Quoting Andi Kleen <ak@xxxxxxx>:
> > c0106e59 42693 1.89176 restore_all
> > c01dfe68 42787 1.89592 sys_socketcall
> > c01df39c 54185 2.40097 sys_bind
> > c01de698 62740 2.78005 sockfd_lookup
> > c01372c8 97886 4.3374 fput
> > c022c110 125306 5.55239 __generic_copy_to_user
> > c01373b0 181922 8.06109 fget
> > c020958c 199054 8.82022 tcp_v4_get_port
> > c0106e10 199934 8.85921 system_call
> > c022c158 214014 9.48311 __generic_copy_from_user
> > c0216ecc 257768 11.4219 inet_bind
> The profile looks bogus. The NIC driver is nowhere in sight.
> Normally its mmap IO for interrupts and device registers
> should show. I would double check it (e.g. with normal profile)
Separately compiled acenic..
I'm surprised by this profile a bit too - on the client side,
since the requests are small, and the client is receiving
all those files, I would have thought that __generic_copy_to_user
would have been way higher than *from_user.
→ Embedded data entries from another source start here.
PR #4283, opened 2024-03-15
abc9: Experiment with importing structural choices

povik:
This is a bit of code on top of #4282 to have the structural choices that abc9 comes up reimported back into Yosys, for inspection and possibly other uses.

Minimal example where one sees it in action:
```
read_verilog <<EOF
(* top *)
module top(a, b, y);
	input wire [1:0] a;
	input wire [1:0] b;
	output wire [1:0] y;
	assign y = a * b;
endmodule
EOF
opt_clean
techmap
splitnets -ports
abc9 -script +&synch2;,&ps;;
show
```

inet_bind() and tcp_v4_get_port() are up there because
we have to grab the socket lock, the tcp_portalloc_lock,
then the head chain lock and traverse the hash table
which has now many hundred entries. Also, because
of the varied length of the connections, the clients
get freed not in the same order they are allocated
a port, hence the fragmentation of the port space..
Tthere is some cacheline thrashing hurting the NUMA
more than other systems here too..
If you just wanted to speed things up, you could get the
clients to specify ports instead of letting the kernel
cycle through for a free port..:)
> In case it is no bogus:
> Most of these are either atomic_inc/dec of reference counters or
> some form of lock. The system_call could be the int 0x80 (using the
> SYSENTER patches would help), which also does atomic operations
> implicitely. restore_all is IRET, could also likely be speed up by
> using SYSEXIT.
> If NAPI hurts here then it surely not because of eating CPU time.